The following code (which compiles and executes properly, doing what I want) is a minimal example of an oddity I experienced while writing a class to store properties of various types that needed the ability to delete pointers when it no longer knows their types. My solution was to make a Deleter class with a templated function that could have its address taken and stored to delete a specific type. I don't understand why this code works, specifically:开发者_开发百科
- Why doesn't it hit the assert?
- Why/how does it require/use the (seemingly) unrelated specialization?
Code:
#include <iostream>
#include <string>
#include <cassert>
#include <locale> //Just here as an unused class to specialize
using namespace std;
typedef void(*void_voidptr_func_t)(void*);
class ClassWithDestructor {
public:
~ClassWithDestructor() {
cout << "Destroyed\n";
}
};
class Deleter {
public:
template <class T>
static void Delete (T* ptr) {
assert(0);
}
//locale here can be any class
//it doesn't matter what class it is
//but if this specialization doesn't exist
//compile fails
template <class locale>
static void Delete(void* ptr) {
delete (locale*)ptr;
}
};
void* void_ptr_to_T = NULL;
void_voidptr_func_t T_delete_function = NULL;
template<class T>
void A() {
T* t = new T;
void_ptr_to_T = (void*)t;
T_delete_function = &Deleter::Delete<T>;
}
int main(int argc, char** argv) {
A<ClassWithDestructor>();
T_delete_function(void_ptr_to_T);
}
Compiler: MSVC++ 2010, Microsoft Extensions Disabled
Output:
Destroyed
This
template <class locale>
static void Delete(void* ptr) {
delete (locale*)ptr;
}
is not a specialization. This is an overload. A specialization would be like this
template <>
static void Delete(locale* ptr) {
delete (locale*)ptr;
}
So actually it's equivalent to writing just
template <class T>
static void Delete(void* ptr) {
delete (T*)ptr;
}
Actually, the behavior you presented is because of the overload resolution on the line
T_delete_function = &Deleter::Delete<T>;
The second overload is more specific as it accepts void*
and not T*
and type is specified explicitly anyway. So in presence of the mentioned overload it chooses it and it compiles and runs finely. In absence of this more specific overload, compiler calls another appropriate, but more general one which fires the assertion.

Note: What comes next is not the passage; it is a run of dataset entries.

PR #1959, opened 2023-03-20
RFC: Support pushing custom ops through backend-contract using `torch.operator`

makslevental:
# Pitch

I think lots of people want to be able to push opaque kernels through backend contract (https://github.com/llvm/torch-mlir/issues/1519, https://github.com/llvm/torch-mlir/pull/1947, https://github.com/llvm/torch-mlir/pull/1514). Indeed, there is also a similarly themed [proposal](https://github.com/llvm/torch-mlir/pull/1563) that goes through `backend-legal-ops` (and is specific to TOSA). I believe that there's also a need for supporting **custom ops**, i.e., ops that are effectively placeholders for some possible lowering/implementation on the otherside of backend contract (posterchild here is quantized ops).

# Approach

The approach here is an adaptation of the other approach - we go through `backend-legal-ops` using `torch.operator`. The catch is that because `OperandOp` doesn't possess the `HasValueSemantics` trait, `ReduceOpVariants` and `MaximizeValueSemantics` will stumble and ultimately backend contract won't be satisfied. Thus, we add `HasValueSemantics` to `torch.operator`. In addition, we extend `wrapWithCalculateOpIfLibraryFunctionAvailable` to support user-provided shape and dtype functions; in particular we provide these two (trivial) refinement functions:

```mlir
func.func @__torch_mlir_shape_fn.operator.goofy.identity(%arg0: !torch.list<int>) -> !torch.list<int> {
  return %arg0 : !torch.list<int>
}
func.func @__torch_mlir_dtype_fn.operator.goofy.identity(%arg0: !torch.int, %arg1: !torch.int) -> !torch.int {
  return %arg1 : !torch.int
}
```

 With the example/demo here I am able fully lower to

```
module attributes {torch.debug_module_name = "CustomOpExampleModule"} {
  func.func @forward(%arg0: !torch.vtensor<[3,4],f32>) -> !torch.vtensor<[3,4],f32> {
    %int2 = torch.constant.int 2
    %0 = torch.aten.mul.Scalar %arg0, %int2 : !torch.vtensor<[3,4],f32>, !torch.int -> !torch.vtensor<[3,4],f32>
    %1 = torch.operator "goofy.identity"(%0) {has_value_semantics = true} : (!torch.vtensor<[3,4],f32>) -> !torch.vtensor<[3,4],f32>
    return %1 : !torch.vtensor<[3,4],f32>
  }
}
```

Certainly there are other ways to do this, so I'm open to suggestions/advice.

cc @powderluv @qedawkins @AmosLewis

### DIFF
--- a/examples/custom_op_demo.py
+++ b/examples/custom_op_demo.py
@@ -1,0 +1,95 @@
+import torch
+import torch.utils.cpp_extension
+import torch_mlir
+from torch_mlir import run_pipeline_with_repro_report
+from torch_mlir.ir import BoolAttr, Context, Module, InsertionPoint, Location
+from torch_mlir_e2e_test.annotations import export, annotate_args
+
+
+def identity(_5: torch.Tensor):
+    return _5
+
+
+goofy_lib = torch.library.Library("goofy", "DEF")
+goofy_lib.define("identity(Tensor t) -> Tensor")
+goofy_lib.impl("identity", identity)
+
+
+class CustomOpExampleModule(torch.nn.Module):
+    def __init__(self):
+        super().__init__()
+
+    @export
+    @annotate_args(
+        [
+            None,
+            ([-1, -1], torch.float32, True),
+        ]
+    )
+    def forward(self, a):
+        b = 2 * a
+        return torch.ops.goofy.identity(b)
+
+
+mod = CustomOpExampleModule()
+mod.eval()
+
+module = torch_mlir.compile(mod, torch.ones(3, 4), output_type="raw")
+
+pipeline = (
+    "symbol-dce,"
+    "torch-prepare-for-globalize-object-graph,"
+    "torch-globalize-object-graph,"
+    "symbol-dce,"
+    "inline{default-pipeline= max-iterations=4 },"
+    "torch-adjust-calling-conventions"
+)
+
+run_pipeline_with_repro_report(
+    module, pipeline=f"builtin.module({pipeline})", description=""
+)
+print(module)
+
+forward = module.operation.regions[0].blocks[0].operations[1]
+goofy_op = forward.operation.regions[0].blocks[0].operations[4]
+goofy_op.attributes["has_value_semantics"] = BoolAttr.get(True, context=module.context)
+
+print(module)
+
+abstract_interp_src = """\
+func.func @__torch_mlir_shape_fn.operator.goofy.identity(%arg0: !torch.list<int>) -> !torch.list<int> {
+  return %arg0 : !torch.list<int>
+}
+func.func @__torch_mlir_dtype_fn.operator.goofy.identity(%arg0: !torch.int, %arg1: !torch.int) -> !torch.int {
+  return %arg1 : !torch.int
+}
+"""
+
+with Location.unknown(module.context) as loc:
+    abstract_interp_module = Module.parse(abstract_interp_src)
+    with InsertionPoint.at_block_begin(module.body) as ip:
+        shape_fn = abstract_interp_module.body.operations[0]
+        dtype_fn = abstract_interp_module.body.operations[1]
+        InsertionPoint.insert(ip, shape_fn.detach_from_parent())
+        InsertionPoint.insert(ip, dtype_fn.detach_from_parent())
+
+print(module)
+
+run_pipeline_with_repro_report(
+    module,
+    pipeline="builtin.module(func.func(torch-reduce-op-variants,torch-maximize-value-semantics))",
+    description="",
+)
+
+print(module)
+
+run_pipeline_with_repro_report(
+    module,
+    pipeline="builtin.module(torch-lower-to-backend-contract{backend-legal-ops=torch.operator decompose=true max-iterations=10})",
+    description="",
+)
+
+shape_fn.detach_from_parent()
+dtype_fn.detach_from_parent()
+
+print(module)
--- a/lib/Dialect/Torch/Transforms/AdjustCallingConventions.cpp
+++ b/lib/Dialect/Torch/Transforms/AdjustCallingConventions.cpp
@@ -191,7 +191,10 @@ static bool isValidNonContainerResultType(Type resultType) {
          resultType.isa<Torch::FloatType>() ||
          resultType.isa<Torch::IntType>() ||
          resultType.isa<Torch::BoolType>() ||
-         resultType.isa<Torch::NoneType>();
+         resultType.isa<Torch::NoneType>() ||
+         (resultType.isa<Torch::ListType>() && cast<Torch::ListType>(resultType)
+                                                   .getContainedType()
+                                                   .isa<Torch::IntType>());
 }
 
 static LogicalResult validateReturns(func::FuncOp func) {
--- a/lib/Dialect/Torch/Transforms/ReduceOpVariants.cpp
+++ b/lib/Dialect/Torch/Transforms/ReduceOpVariants.cpp
@@ -52,6 +52,14 @@ static Type getContainerOrTensorTypeWithValueSemantics(Type type) {
   }
 }
 
+static bool operatorOpHasValueSemantics(OperatorOp opOp) {
+  if (!opOp->hasAttr("has_value_semantics"))
+    return false;
+  auto hasValueSemantics =
+      opOp->getAttr("has_value_semantics").cast<BoolAttr>().getValue();
+  return hasValueSemantics;
+}
+
 namespace {
 // Convert value semantic ops operating on mutable arrays to instead operate on
 // immutable tensors.
@@ -61,8 +69,13 @@ public:
       : RewritePattern(MatchAnyOpTypeTag(), /*benefit=*/1, context) {}
   LogicalResult matchAndRewrite(Operation *op,
                                 PatternRewriter &rewriter) const override {
-    if (!op->hasTrait<Torch::OpTrait::HasValueSemantics>())
+    if (isa<OperatorOp>(op)) {
+      if (!operatorOpHasValueSemantics(cast<OperatorOp>(op))) {
+        return rewriter.notifyMatchFailure(op, "does not have value semantics");
+      }
+    } else if (!op->hasTrait<Torch::OpTrait::HasValueSemantics>()) {
       return rewriter.notifyMatchFailure(op, "does not have value semantics");
+    }
 
     rewriter.startRootUpdate(op);
     // Convert all operands.
@@ -254,7 +267,9 @@ class ReduceOpVariantsPass : public ReduceOpVariantsBase<ReduceOpVariantsPass> {
     target.addIllegalOp<NonValueTensorLiteralOp>();
     target.addIllegalOp<AtenBernoulli_FloatOp>();
     target.markUnknownOpDynamicallyLegal([](Operation *op) {
-      if (op->hasTrait<Torch::OpTrait::HasValueSemantics>()) {
+      if (op->hasTrait<Torch::OpTrait::HasValueSemantics>() ||
+          (isa<OperatorOp>(op) &&
+           operatorOpHasValueSemantics(cast<OperatorOp>(op)))) {
         auto hasValueSemantics = [](Type t) {
           // TODO: Make this an allowlist based on a closed torch dialect
           // type system.
--- a/lib/Dialect/Torch/Transforms/ReduceOpVariants.cpp
+++ b/lib/Dialect/Torch/Transforms/ReduceOpVariants.cpp
@@ -52,14 +52,6 @@ static Type getContainerOrTensorTypeWithValueSemantics(Type type) {
   }
 }
 
-static bool operatorOpHasValueSemantics(OperatorOp opOp) {
-  if (!opOp->hasAttr("has_value_semantics"))
-    return false;
-  auto hasValueSemantics =
-      opOp->getAttr("has_value_semantics").cast<BoolAttr>().getValue();
-  return hasValueSemantics;
-}
-
 namespace {
 // Convert value semantic ops operating on mutable arrays to instead operate on
 // immutable tensors.
@@ -69,13 +61,8 @@ public:
       : RewritePattern(MatchAnyOpTypeTag(), /*benefit=*/1, context) {}
   LogicalResult matchAndRewrite(Operation *op,
                                 PatternRewriter &rewriter) const override {
-    if (isa<OperatorOp>(op)) {
-      if (!operatorOpHasValueSemantics(cast<OperatorOp>(op))) {
-        return rewriter.notifyMatchFailure(op, "does not have value semantics");
-      }
-    } else if (!op->hasTrait<Torch::OpTrait::HasValueSemantics>()) {
+    if (!op->hasTrait<Torch::OpTrait::HasValueSemantics>())
       return rewriter.notifyMatchFailure(op, "does not have value semantics");
-    }
 
     rewriter.startRootUpdate(op);
     // Convert all operands.
@@ -267,9 +254,7 @@ class ReduceOpVariantsPass : public ReduceOpVariantsBase<ReduceOpVariantsPass> {
     target.addIllegalOp<NonValueTensorLiteralOp>();
     target.addIllegalOp<AtenBernoulli_FloatOp>();
     target.markUnknownOpDynamicallyLegal([](Operation *op) {
-      if (op->hasTrait<Torch::OpTrait::HasValueSemantics>() ||
-          (isa<OperatorOp>(op) &&
-           operatorOpHasValueSemantics(cast<OperatorOp>(op)))) {
+      if (op->hasTrait<Torch::OpTrait::HasValueSemantics>()) {
         auto hasValueSemantics = [](Type t) {
           // TODO: Make this an allowlist based on a closed torch dialect
           // type system.
--- a/lib/Dialect/Torch/Transforms/ReifyAbstractInterpCalculationsUtils.cpp
+++ b/lib/Dialect/Torch/Transforms/ReifyAbstractInterpCalculationsUtils.cpp
@@ -66,7 +66,16 @@ LogicalResult Torch::wrapWithCalculateOpIfLibraryFunctionAvailable(
         libFuncArgsBuilder) {
   Location loc = op->getLoc();
   MLIRContext *context = op->getContext();
-  auto name = op->getName().stripDialect();
+
+  std::string name_;
+  if (isa<OperatorOp>(op)) {
+    auto opOp = cast<OperatorOp>(op);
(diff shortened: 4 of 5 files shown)


examples/custom_op_demo.py
```diff
@@ -0,0 +1,95 @@
...
+from torch_mlir_e2e_test.annotations import export, annotate_args
+
+
+def identity(_5: torch.Tensor):
+    return _5
+
+
+goofy_lib = torch.library.Library("goofy", "DEF")
+goofy_lib.define("identity(Tensor t) -> Tensor")
+goofy_lib.impl("identity", identity)
```
makslevental, line 15: Same thing as the "classical" torch custom op registration.

lib/Dialect/Torch/Transforms/ReifyAbstractInterpCalculationsUtils.cpp
```diff
@@ -76,9 +87,17 @@ LogicalResult Torch::wrapWithCalculateOpIfLibraryFunctionAvailable(
...
-  libFuncNamesUsed.push_back(libFuncName);
+  if (!libFunc) {
+    auto parentModule = op->getParentOfType<ModuleOp>();
+    if (parentModule)
+      libFunc =
+          op->getParentOfType<ModuleOp>().lookupSymbol<func::FuncOp>(libFuncName);
+    if (!libFunc)
+      return success();
+  } else {
+    libFuncNamesUsed.push_back(libFuncName);
```
makslevental, line 98: `libFuncNamesUsed` is ultimately used to "import" shape functions - since the user-provided shape functions are already in the user module, this isn't necessary (and causes a segfault somewhere around [ReifyAbstractInterpCalculationsUtils.cpp#L159](https://github.com/llvm/torch-mlir/blob/cc5e2c230c576eca7210a4e7f475e1e9bcd965b3/lib/Dialect/Torch/Transforms/ReifyAbstractInterpCalculationsUtils.cpp#L159).

lib/Dialect/Torch/Transforms/ReifyAbstractInterpCalculationsUtils.cpp
```diff
@@ -66,7 +68,16 @@ LogicalResult Torch::wrapWithCalculateOpIfLibraryFunctionAvailable(
         libFuncArgsBuilder) {
   Location loc = op->getLoc();
   MLIRContext *context = op->getContext();
-  auto name = op->getName().stripDialect();
+
+  std::string name_;
+  if (isa<OperatorOp>(op)) {
+    auto opOp = cast<OperatorOp>(op);
+    auto opName = opOp->getAttr("name").cast<StringAttr>().getValue();
+    name_ = "operator." + opName.str();
```
makslevental, line 76: shape/dtype functions for operator ops should be further namespaced.

lib/Dialect/Torch/Transforms/AdjustCallingConventions.cpp
```diff
@@ -191,7 +191,10 @@ static bool isValidNonContainerResultType(Type resultType) {
          resultType.isa<Torch::FloatType>() ||
          resultType.isa<Torch::IntType>() ||
          resultType.isa<Torch::BoolType>() ||
-         resultType.isa<Torch::NoneType>();
+         resultType.isa<Torch::NoneType>() ||
+         (resultType.isa<Torch::ListType>() && cast<Torch::ListType>(resultType)
+                                                   .getContainedType()
+                                                   .isa<Torch::IntType>());
```
makslevental, line 197: shape functions return `list<int>`.

lib/Dialect/Torch/Transforms/ReduceOpVariants.cpp
```diff
@@ -61,8 +69,13 @@ class ConvertHasValueSemanticsOpsToValueTensors : public RewritePattern {
       : RewritePattern(MatchAnyOpTypeTag(), /*benefit=*/1, context) {}
   LogicalResult matchAndRewrite(Operation *op,
                                 PatternRewriter &rewriter) const override {
-    if (!op->hasTrait<Torch::OpTrait::HasValueSemantics>())
+    if (isa<OperatorOp>(op)) {
+      if (!operatorOpHasValueSemantics(cast<OperatorOp>(op))) {
```
makslevental, line 73: you need a nesting here because you want the outer branch to "succeed" for appropriate instances - if `isa<OperatorOp>(op)` and `operatorOpHasValueSemantics(cast<OperatorOp>(op))` then succeed.

powderluv:
This is potentially a way to support LLaMA 4bit quant via Torch-mlir.

makslevental:
> We already have a plan for this (#1462) and it is in progress. The next step is to migrate to the dtype functions (see #1807). Any help on that would be appreciated.

Okay but the approach proposed here works today with minimal expansion of the API surface. Is it possible to merge this in before the other roadmap is complete and then remove it afterwards?

silvasean:
> > We already have a plan for this (#1462) and it is in progress. The next step is to migrate to the dtype functions (see #1807). Any help on that would be appreciated.
> 
> Okay but the approach proposed here works today with minimal expansion of the API surface. Is it possible to merge this in before the other roadmap is complete and then remove it afterwards?

No, I don't think that's a wise engineering decision. Removing workarounds is usually 10x the work of adding them. It is better to push forward and complete the plan as originally specified. I think we will probably end up with something kind of similar to this in some aspects, but until we have migrated to the dtype functions there isn't much point since we won't be able to compile real models (see explanation in https://github.com/llvm/torch-mlir/issues/1807 for why it happens on a branch). An equally big problem is how this feature exposed to users -- the approach in this patch "happens to work", but does not rely on a supported API surface area.

makslevental:
> > > We already have a plan for this (#1462) and it is in progress. The next step is to migrate to the dtype functions (see #1807). Any help on that would be appreciated.
> > 
> > 
> > Okay but the approach proposed here works today with minimal expansion of the API surface. Is it possible to merge this in before the other roadmap is complete and then remove it afterwards?
> 
> No, I don't think that's a wise engineering decision. Removing workarounds is usually 10x the work of adding them. It is better to push forward and complete the plan as originally specified. I think we will probably end up with something kind of similar to this in some aspects, but until we have migrated to the dtype functions there isn't much point since we won't be able to compile real models (see explanation in #1807 for why it happens on a branch). An equally big problem is how this feature exposed to users -- the approach in this patch "happens to work", but does not rely on a supported API surface area.

And how about with the change I just pushed?

silvasean:
> And how about with the change I just pushed?

It doesn't fundamentally address any of the issues I mentioned.

makslevental:
> It doesn't fundamentally address any of the issues I mentioned.

It does; 

1. from your proposal

     >From a design perspective, I don't see any option other than to require all custom ops be value-semantic. This seems like it will be enough for the use cases that the community has presented so far.
    
     so you will need to mark `torch.operator` as `HasValueSemantics` inevitably as well.
2. >An equally big problem is how this feature exposed to users -- the approach in this patch "happens to work", but does not rely on a supported API surface area.

    With the explicit trait, it becomes explicit API surface.
3. >we won't be able to compile real models 

    I can compile, today, real models, by lowering with an opaque `torch.operator "quantized.matmul"` and then replacing it with a custom implementation (in terms of `linalg`) on the otherside of the backend contract.

lib/Dialect/Torch/Transforms/AdjustCallingConventions.cpp
```diff
@@ -191,7 +191,10 @@ static bool isValidNonContainerResultType(Type resultType) {
          resultType.isa<Torch::FloatType>() ||
          resultType.isa<Torch::IntType>() ||
          resultType.isa<Torch::BoolType>() ||
-         resultType.isa<Torch::NoneType>();
+         resultType.isa<Torch::NoneType>() ||
+         (resultType.isa<Torch::ListType>() && cast<Torch::ListType>(resultType)
```
ramiro050, line 195: We shouldn't be doing this. This function was created with the goal of preventing something like a `ListType` return to reach the backend contract. This would lead to invalid IR being generated.

makslevental:
@ramiro050 

> We will likely require all custom ops to be value-semantics. However, this does not mean we want all `torch.operator`s generated to have value semantics. This would generate invalid IR in cases where the op in the `torch.operator` is an actual torch op that does not have value semantics, which could lead to errors that are very difficult to debug. What we should do is have a method of identifying ops that have a shape and dtype function in the abstract interpretation library, and mark those ops as having value semantics.

If you check the first commit in this stack, this literally exactly what I had

```cpp
static bool operatorOpHasValueSemantics(OperatorOp opOp) {
  if (!opOp->hasAttr("has_value_semantics"))
    return false;
  auto hasValueSemantics =
      opOp->getAttr("has_value_semantics").cast<BoolAttr>().getValue();
  return hasValueSemantics;
}
```

and then special case checks in `ConvertHasValueSemanticsOpsToValueTensors`

lib/Dialect/Torch/Transforms/AdjustCallingConventions.cpp
makslevental: That's fine but if you want to enable user-provided shape and dtype functions in the same parent module then there needs to be special casing for them. The alternative, is to provide some mechanism for passing handles to a `ModuleOp` all the way down into `wrapWithCalculateOpIfLibraryFunctionAvailable`.

powderluv:
Today torch-mlir lacks the ability to lower state of art quantized models (llama 4bit, stable diffusion 8bit, and other custom models).

IIUC this PR allows for a pragmatic but short term way to support 4bit llama and 8bit SD today for our customers. It is forward progress. We can continue to invest in bringing the best approach and can get dedicated resources to help with the right approach but we do have to ship something and can't wait O(months) since customers will just bypass torch-mlir.

lib/Dialect/Torch/Transforms/AdjustCallingConventions.cpp
ramiro050: User provided shape and dtype functions will be handled exactly the same way that current shape and dtype functions are handled. The plan is to load them from a `.mlir` file when the shape or dtype pass is taking place, then remove them once the pass is done. This is all outlined in the RFC: https://github.com/llvm/torch-mlir/issues/1462. There shouldn't be any coupling between the shape and dtype pipelines and the rest of the passes in torch-mlir.

ramiro050:
> @ramiro050
> 
> > We will likely require all custom ops to be value-semantics. However, this does not mean we want all `torch.operator`s generated to have value semantics. This would generate invalid IR in cases where the op in the `torch.operator` is an actual torch op that does not have value semantics, which could lead to errors that are very difficult to debug. What we should do is have a method of identifying ops that have a shape and dtype function in the abstract interpretation library, and mark those ops as having value semantics.
> 
> If you check the first commit in this stack, this literally exactly what I had
> 
> ```c++
> static bool operatorOpHasValueSemantics(OperatorOp opOp) {
>   if (!opOp->hasAttr("has_value_semantics"))
>     return false;
>   auto hasValueSemantics =
>       opOp->getAttr("has_value_semantics").cast<BoolAttr>().getValue();
>   return hasValueSemantics;
> }
> ```
> 
> and then special case checks in `ConvertHasValueSemanticsOpsToValueTensors`. I removed this because Sean believes "the approach in this [commit] 'happens to work', but does not rely on a supported API surface area."
> 
> I'm happy to develop more safety and docs in order to get it to cross the threshold from "happens to work" to "supported API surface area."

Sorry, this isn't what I meant. Users shouldn't have to modify the IR. We should have a very simple pass that checks if the `torch.operator` has a dtype+shape function in the library, and if so, turn the operator into a value semantics one.

makslevental:
> Sorry, this isn't what I meant. Users shouldn't have to modify the IR. We should have a very simple pass that checks if the `torch.operator` has a dtype+shape function in the library, and if so, turn the operator into a value semantics one.

I'm sorry, I'm not trying to be argumentative but I'm not sure why 

```
hasDtypeFn && hasShapeFn => HasValueSemantics
```

is an appropriate contract/model/invariant and isn't "hidden API surface" but

```
def Torch_OperatorOp : Torch_Op<"operator", [
    AllowsTypeRefinement
  ]> {
  let arguments = (ins StrAttr:$name,  
    DefaultValuedOptionalAttr<BoolAttr, "false">:$has_value_semantics,
    Variadic<AnyTorchType>:$operands
  );
}
```

is hidden API surface? Or onerous? Or bad pratice? There are ample examples of just this pattern in `mlir-hlo`; in particular
https://github.com/tensorflow/mlir-hlo/blob/cad6055ad2e9779ba01d318ca2c0a9ce5dc968e7/lhlo/IR/lhlo_ops.td#L642.

ramiro050:
> I'm sorry, I'm not trying to be argumentative but I'm not sure why
> 
> ```
> hasDtypeFn && hasShapeFn => HasValueSemantics
> ```

Not exactly. It's more like

```
hasDtypeFn && hasShapeFn && isTorchOperator => isCustomOp
```

The RFC then makes the proposal of assuming `isCustomOp => hasValueSemantics`.

> can't (conceptually) non-valsem ops support dtype and shape refinement? Like I don't see what type refinement even has to do (conceptually) with value semantics.

Indeed, type refinement on its own has nothing to do with value semantics. Once again, this is a fundamental assumption of the RFC. Since it was posted several months ago, no member of the community has disagreed with this assumption in the design, but if you have concerns, we should definitely discuss them in the RFC.

> And having to implement those functions isn't "hidden API surface" (combined a with a whole pass) but
> 
> ```
> def Torch_OperatorOp : Torch_Op<"operator", [
>     AllowsTypeRefinement
>   ]> {
>   let arguments = (ins StrAttr:$name,  
>     DefaultValuedOptionalAttr<BoolAttr, "false">:$has_value_semantics,
>     Variadic<AnyTorchType>:$operands
>   );
> }
> ```
> 
> is hidden API surface? Or onerous? Or bad practice? There are ample examples of just this pattern in `mlir-hlo`; in particular https://github.com/tensorflow/mlir-hlo/blob/cad6055ad2e9779ba01d318ca2c0a9ce5dc968e7/lhlo/IR/lhlo_ops.td#L642.

Not sure I understand what your point is here. The implementing of shape+dtype functions is the design proposed in the RFC that so far no one has had issues with. It uses an approach people are already familiar with thanks to the shape library. Again, if you have design concerns, do bring them up on the RFC.

makslevental:
>I wanna quickly comment on this since I am one of the people most familiar with this issue and I think it is important for guiding future decisions on this.

Okay it's true that wasn't clear to me so thank you for the clarification but

>If the graph has many custom ops, it will require many iterations of the LowerToBackendContract pipeline. If the number of iterations reaches the iteration limit, this will cause LowerToBackendContract to fail.

This is a perfectly conservative and explicit graceful fail for anyone attempting to use this PR (if it were merged) - users who are willing to pay the price will bump the `maxIterations` until things go through. In addition, `torch.operator` is literally the only op for which this partial implemenation is satisfactory even from the `maxIterations` perspective; no user will ever have more than a few of these so the iterations will look like 

```
RefineTypes block
RefineTypes block
RefineTypes block
RefineTypes block
RefineTypes block
RefineTypes block
RefineTypes block
RefineTypes block
RefineTypes block
dtype-functions block // for the lone torch.operator
RefineTypes block
RefineTypes block
RefineTypes block
RefineTypes block
RefineTypes block
RefineTypes block
RefineTypes block
RefineTypes block
RefineTypes block
RefineTypes block
...
```

silvasean:
@powderluv what is your specific timeline that you would like to have this done by? If 2-3 weeks is okay with your timeline, then let's work together, prioritize this, and implement it as we already had specced and planned. If this is needed sooner, then I really can't think of a way to move forward with this on the main branch while sticking to our engineering principles and overarching LLVM community practices.

> That sounds like "yeah the community can do all the grunt / mechanical work let Sean / Ramiro handle the architectural work". Besides that is what we have been doing since September 2022 when we created this branch https://github.com/llvm/torch-mlir/tree/custom-op-example for existing custom op users and the RFC was floated for the new way forward. We are six months in and so we see this PR as a pragmatic stopgap. We are happy to hash out what the compile api should look like.

Sorry, I didn't intend it to come off like "grunt work", but there is a separation between the more mechanical changes here and the parts that need a deeper analysis of the architectural implications, and Ramiro and I happen to be the ones with more extensive knowledge here. I am happy to help other folks who want to work on this, but since delivery time is the primary criterion here, having Ramiro and I work on it seems most practical.

> As the largest contributor in terms of commits to torch-mlir, including the grunt work of keeping up to date with RollPyTorch the CI, LLVM rotations we would like to know how we can do better. Besides we don't think this is a short term workaround - it accelerates the custom op support (happy to discuss any api surface changes) see three below.

I think that pinging PR's or RFC's that aren't moving but that are important would be my specific request, and giving expected timelines for things. This PR as-is is definitely a short-term workaround. Undoing these things is really, really difficult. Once you start punching layering/API holes things fall apart very quickly and repairing that is always 10x more work.

> All that said, like I offered in late January for dtype porting we are happy to get someone to help on the mechanical dtype work but we shouldn't conflate it as a mandatory requirement for custom op support as proven by this PR (modulo API refinements).

I agree, but the "modulo API refinements" is probably 2-3 weeks end-to-end time to implement. And as Ramiro said you are likely to hit a significant compilation time issue if we don't port the dtype functions too so it is kind of risky to try to ignore the dtype functions too (could result in 100x+ compilation time blowup for a model like llama with a lot of layers).

powderluv:
2-3 weeks is great. Let's split up the tasks and prioritize them. @gpetters94  is back on Friday and can help with dtype porting.

makslevental:
> And as Ramiro said you are likely to hit a significant compilation time issue if we don't port the dtype functions too so it is kind of risky to try to ignore the dtype functions too (could result in 100x+ compilation time blowup for a model like llama with a lot of layers)

That's only 100x (at worst) blowup in compile from PyTorch to `backend-contract`, not the entire compilation to LLVM target. Let's say it's a 10s compile time (I would hope it doesn't take that long to go from PyTorch to `backend-contract`). Wouldn't it be okay if some people are fine with waiting 16 minutes to lower llama/SD today? And again, it's a completely opt-in slow-down; no one is going to hit this accidentally for custom ops/unimplemented ops because they won't provide shape/dtype functions for their custom `torch.operator` and thus `TorchDtypeRefinementPipeline` will never run at all.

I don't have SD or llama on hand but I timed `EfficientNet_B7`, which has ~1100 ops (491 convs) and it took `~8.043s`. So again, if someone is willing to spend 13 minutes waiting for a large model to compile, what's the harm in enabling them?

silvasean:
Hey folks I've created another issue to shepherd this feature to completion at a level of concrete action items: https://github.com/llvm/torch-mlir/issues/1963

I know some folks are on a deadline and hopefully this will help show remaining work and how on track we are for transparency.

You can double check that, i.e. remove the #include <locale>
line: compiler will not complain about class locale
being undeclared.
There are no specializations here: you have two (different) function templates that overload:
template <typename T> void Delete(T*); // (1)
template <typename T> void Delete(void*); // (2)
&Deleter::Delete<T>
could refer to either of the Delete
function templates. (2) is selected in your example because its type matches the type of the function pointer to which you are assigning. The type of the function pointer is void(*)(void*)
; the type of (1) converted to a function pointer is void(*)(T*)
, which does match unless T = void
.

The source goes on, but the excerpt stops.